Apple has suffered a setback in its long-running Apple Watch patent infringement battle with medical technology company Masimo. A court has ruled that Apple has indeed infringed one of Masimo’s patents in the Apple Watch Series 6 and up.
Masimi is seeking a US import on all current Apple Watches. If granted, this would effectively end Apple Watch sales in the US, as the company would not be allowed to bring in the devices from China …
The battle between the two companies has a long history. Back in 2013, Apple reportedly contacted Masimo to discuss a potential collaboration between the two companies. Instead, claims Masimo, Apple used the meetings to identify staff it wanted to poach. Masimo later called the meetings a “targeted effort to obtain information and expertise.”
Apple did indeed hire a number of Masimo staff, including the company’s chief medical officer, ahead of the launch of the Apple Watch.
Masimo CEO Joe Kiano later expressed concern that Apple may have been trying to steal the company’s blood oxygen sensor technology. The company describes itself as “the inventors of modern pulse oximeters,” and its tech is used in many hospitals.
“Some of the talent (Apple recruited) has access to deep wells of trade secrets and information,” said Joe Kiani, chief executive officer of medical device firm Masimo Corp, who lost his chief medical officer to Apple in mid-2013. Kiani said that Apple was offering sizeable salaries with little indication of what researchers would be doing. “They are just buying people,” he said. “I just hope Apple is not doing what we’re doing.”
In 2020, the company sued Apple for stealing trade secrets and infringing 10 Masimo patents. The lawsuit asked for an injunction on the sale of the Apple Watch.
Apple has consistently denied the claims, and recently hit back with a counterclaim of its own, alleging that Masimo’s own W1 Advanced Health Tracking Watch infringes multiple Apple patents.
Apple Watch patent infringement ruling
Reuters reports that a US court has ruled against Apple on one of the patent claims.
A U.S. judge ruled that Apple had infringed on one of Masimo’s pulse oximeter patents by importing and selling certain Apple Watches with light-based pulse oximetry functionality and components, Masimo said on Tuesday.
The United States International Trade Commission (USITC) will now consider whether to implement an import ban on these Apple Watches, the medical device maker said.
“We respectfully disagree with today’s decision, and look forward to a full review by the Commission,” Apple said in a statement.
This is likely to be a tricky one to unravel. It’s clear that Apple did have access to a great many trade secrets from Masimo – which has long made medical monitoring equipment for hospitals – and it’s a matter of record that the Cupertino company poached several staff.

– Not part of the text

PR #4904, opened 2022-12-08
IDG: Add first elements of discoverability & extensibility API

lukechurch:
For discussion @kenzieschmoll  @InMatrix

Pulse oximetry itself is very old tech, having been used in hospitals for decades, but usually it relies on a separate emitter and sensor on opposite sides of a finger or earlobe. Eliminating the need for this was a very significant development, without which the O2 functionality in the Apple Watch Series 6 and later would not be possible. Determining whether or not Apple developed this tech independently is not going to be a trivial task.
The ITC operates independently of the court system, so it’s entirely possible for it to reach a different conclusion.